• [Stored items from a collection]
────────────────

PR #385, opened 2017-04-24
JCLOUDS-1273: Support multiple resource groups in ARM

nacx:
https://issues.apache.org/jira/browse/JCLOUDS-1273

The compute service live tests pass (there is one transient failure unrelated to this change):

```bash
Failed tests: 
  AzureComputeServiceLiveTest>BaseComputeServiceLiveTest.testOptionToNotBlock:870 duration(37) longer than expected(30) seconds! 

Tests run: 27, Failures: 1, Errors: 0, Skipped: 0
Total time: 01:10 h (Wall Clock)
```

I still have some manual tests pending to make sure everything works as expected, but I'm submitting this for early feedback. The changes in this PR are:

* The ID returned for the nodes, security groups, etc, has been changed from `location/name` to `resourceGroup/name` to better reflect the path they have in the ARM API.
* Added helper methods to the `IdReference` class to extract the resource group and name from the object's URI. This helps hen getting resources by id and to build the APIs pointing to the right resource group (not the default one for the location).
* Methods that list resources (listNodes, listSecurityGroups, etc) have been changed to consider all existing resource groups.
* All transformation functions take into account the resource group of the current object instead of the default one (this was the root cause of the linked issue).
* The `resourceGroupMap` has been renamed to `defaultResourceGroup` and its usage has been removed from all classes. The only class using it is the SecurityGroupExtension, since there is no mean to specify the resource group where the security group should be created. They are created in the default one when using the extension.
* A `resourceGroup` method has been added to the `AzureTemplateOptions` to let users configure the resource group where all stuff will be created when creating nodes.

@andreaturli @danielestevez feedback and tests welcome!

### DIFF
--- a/azurecompute-arm/src/main/java/org/jclouds/azurecompute/arm/compute/strategy/CreateResourcesThenCreateNodes.java
+++ b/azurecompute-arm/src/main/java/org/jclouds/azurecompute/arm/compute/strategy/CreateResourcesThenCreateNodes.java
@@ -16,6 +16,12 @@
  */
 package org.jclouds.azurecompute.arm.compute.strategy;
 
+import static com.google.common.base.Preconditions.checkArgument;
+import static com.google.common.base.Preconditions.checkNotNull;
+import static com.google.common.collect.Iterables.getOnlyElement;
+import static org.jclouds.azurecompute.arm.config.AzureComputeProperties.DEFAULT_SUBNET_ADDRESS_PREFIX;
+import static org.jclouds.azurecompute.arm.config.AzureComputeProperties.DEFAULT_VNET_ADDRESS_SPACE_PREFIX;
+
 import java.util.Arrays;
 import java.util.Map;
 import java.util.Set;
@@ -27,12 +33,12 @@ import javax.inject.Singleton;
 
 import org.jclouds.Constants;
 import org.jclouds.azurecompute.arm.AzureComputeApi;
-import org.jclouds.azurecompute.arm.compute.domain.RegionAndIdAndIngressRules;
+import org.jclouds.azurecompute.arm.compute.domain.ResourceGroupAndName;
+import org.jclouds.azurecompute.arm.compute.domain.ResourceGroupAndNameAndIngressRules;
 import org.jclouds.azurecompute.arm.compute.functions.TemplateToAvailabilitySet;
 import org.jclouds.azurecompute.arm.compute.options.AzureTemplateOptions;
 import org.jclouds.azurecompute.arm.domain.AvailabilitySet;
 import org.jclouds.azurecompute.arm.domain.NetworkSecurityGroup;
-import org.jclouds.azurecompute.arm.domain.RegionAndId;
 import org.jclouds.azurecompute.arm.domain.ResourceGroup;
 import org.jclouds.azurecompute.arm.domain.Subnet;
 import org.jclouds.azurecompute.arm.domain.VirtualNetwork;
@@ -42,7 +48,6 @@ import org.jclouds.compute.config.CustomizationResponse;
 import org.jclouds.compute.domain.NodeMetadata;
 import org.jclouds.compute.domain.Template;
 import org.jclouds.compute.functions.GroupNamingConvention;
-import org.jclouds.compute.options.TemplateOptions;
 import org.jclouds.compute.reference.ComputeServiceConstants;
 import org.jclouds.compute.strategy.CreateNodeWithGroupEncodedIntoName;
 import org.jclouds.compute.strategy.CustomizeNodeAndAddToGoodMapOrPutExceptionIntoBadMap;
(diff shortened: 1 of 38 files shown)


azurecompute-arm/src/main/java/org/jclouds/azurecompute/arm/compute/strategy/CreateResourcesThenCreateNodes.java
```diff
@@ -117,24 +114,22 @@ protected CreateResourceGroupThenCreateNodes(
 
       // This sill create the resource group if it does not exist
       String location = template.getLocation().getId();
-      ResourceGroup resourceGroup = resourceGroupMap.getUnchecked(location);
-      String azureGroupName = resourceGroup.name();
 
-      getOrCreateVirtualNetworkWithSubnet(location, options, azureGroupName);
-      configureSecurityGroupForOptions(group, azureGroupName, template.getLocation(), options);
+      createResourceGroupIfNeeded(group, location, options);
```
andreaturli: as you are refactoring it, wouldn't be better to avoid function with side-effects (jclouds doesn't have many of them) and set the `ResourceGroup` on `options` ?

azurecompute-arm/src/main/java/org/jclouds/azurecompute/arm/compute/strategy/CreateResourcesThenCreateNodes.java
```diff
@@ -117,24 +114,22 @@ protected CreateResourceGroupThenCreateNodes(
...
+      getOrCreateVirtualNetworkWithSubnet(location, options);
```
andreaturli: same as above

azurecompute-arm/src/main/java/org/jclouds/azurecompute/arm/compute/strategy/CreateResourcesThenCreateNodes.java
```diff
@@ -117,24 +114,22 @@ protected CreateResourceGroupThenCreateNodes(
...
+      configureSecurityGroupForOptions(group, template.getLocation(), options);
```
andreaturli: same as above

azurecompute-arm/src/test/java/org/jclouds/azurecompute/arm/compute/AzureComputeServiceLiveTest.java
```diff
@@ -54,19 +52,17 @@
 @Test(groups = "live", singleThreaded = true, testName = "AzureComputeServiceLiveTest")
 public class AzureComputeServiceLiveTest extends BaseComputeServiceLiveTest {
    
-   private LoadingCache<String, ResourceGroup> resourceGroupMap;
    private Predicate<URI> resourceDeleted;
+   private String resourceGroupName;
 
    public AzureComputeServiceLiveTest() {
       provider = "azurecompute-arm";
+      resourceGroupName = getClass().getSimpleName().toLowerCase();
```
andreaturli: +1

azurecompute-arm/src/main/java/org/jclouds/azurecompute/arm/compute/strategy/CreateResourcesThenCreateNodes.java
nacx: I'm not really sure about this. If we do so, we should expose the method in the options that requires the object, which is not very convenient when it does not exist and you expect jclouds to create it for you. One possible option would be to keep the method to set the name, and add one to provide the ResourceGroup object, but that does not fix the side effect here: even if an object is set in the options, we need to check if that resource group exists and create it if missing, so the logic would be pretty much the same.
Regarding the jclouds code that consumes the resourceGroup option, the only thing that is used is actually the name, to create the different feature APIs, so the object is not really needed internally.
Thoughts?

nacx:
BTW, all tests green! They took almost 4h to complete. I've seen several tests using Windows VMs that will take less for sure if using small Linux boxes. Deleting stuff is also quite expensive and ARM takes its time. We should try to improve the tests to reduce the time it takes to run them all, but this is a different story :)

```bash
Results :

Tests run: 143, Failures: 0, Errors: 0, Skipped: 2

[INFO]
[INFO] --- duplicate-finder-maven-plugin:1.1.1:check (default) @ azurecompute-arm ---
[WARNING] <ignoreResources> has been deprecated and replaced with <ignoreResourcePatterns>. It will go away in version 1.2.0. Please update your POM accordingly!
[INFO] Checking compile classpath
[INFO] Checking runtime classpath
[INFO] Checking test classpath
[INFO]
[INFO] --- maven-checkstyle-plugin:2.15:check (default) @ azurecompute-arm ---
[INFO]
[INFO] --- modernizer-maven-plugin:1.4.0:modernizer (modernizer) @ azurecompute-arm ---
[INFO] ------------------------------------------------------------------------
[INFO] BUILD SUCCESS
[INFO] ------------------------------------------------------------------------
[INFO] Total time: 03:56 h (Wall Clock)
[INFO] Finished at: 2017-04-24T20:44:28+02:00
[INFO] Final Memory: 51M/633M
[INFO] ------------------------------------------------------------------------
```

azurecompute-arm/src/main/java/org/jclouds/azurecompute/arm/compute/strategy/CreateResourcesThenCreateNodes.java
andreaturli: I think you are right although I'd probably prefer to read something like
```
...
      if (options.getResourceGroup() != null) {
         group = options.getResourceGroup();
      }


   private ResourceGroup getOrCreateResourceGroup(String group, String location) {
      if (group != null) {
      logger.debug(">> using resource group [%s]", group);
      ResourceGroup rg = api.getResourceGroupApi().get(group);
      if (rg != null)  return rg;

      logger.debug(">> resource group [%s] does not exist. Creating!", group);
      return api.getResourceGroupApi().create(group, location,
            ImmutableMap.of("description", "jclouds default resource group"));
      }
   }
```
and then set the resourceGroup.name on the options object where needed.

but maybe it is not significantly better. Again, just a minor comment :)

andreaturli:
Here's my result, @nacx ([INFO] Total time: 03:35 h !!!)
```
Failed tests:
  AzureComputeServiceLiveTest>BaseComputeServiceLiveTest.testConcurrentUseOfComputeServiceToCreateNodes:499 » Execution
  AzureComputeSecurityGroupExtensionLiveTest.testCreateNodeWithInboundPorts:130 expected [{ipProtocol=tcp, fromPort=22, toPort=24, tenantIdGroupNamePairs={}, groupIds=[], cidrBlocks=[0.0.0.0/0], exclusionCidrBlocks=[]}] but found [{ipProtocol=tcp, fromPort=8000, toPort=8000, tenantIdGroupNamePairs={}, groupIds=[], cidrBlocks=[0.0.0.0/0], exclusionCidrBlocks=[]}]
  ImageApiLiveTest.testCreateImage:116 » RunNodes error running 1 node group(ima...
  LoadBalancerApiLiveTest.testAttachNodesToBackendPool:249->createVirtualMachinesInGroupAndGetNicRefs:350 » RunNodes

Tests run: 143, Failures: 4, Errors: 0, Skipped: 5
```

andreaturli:
as per the irc discussion I agree those failures are mostly due to operation timeout (maybe azure was slower than usual today?) so I think it is a v good improvement overall! 

+1

nacx:
Amended the first commit message to properly reference all fixed issues and merged. Thanks @andreaturli for all testing. It's much appreciated!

────────────────

• [ASSIGNED TASK] Once you find the line with "I still have" in the entries above, output it and each line after it up to and including the line with "the ARM API.", and nothing else.

• [ANSWER AREA]
I still have some manual tests pending to make sure everything works as expected, but I'm submitting this for early feedback. The changes in this PR are:

* The ID returned for the nodes, security groups, etc, has been changed from `location/name` to `resourceGroup/name` to better reflect the path they have in the ARM API.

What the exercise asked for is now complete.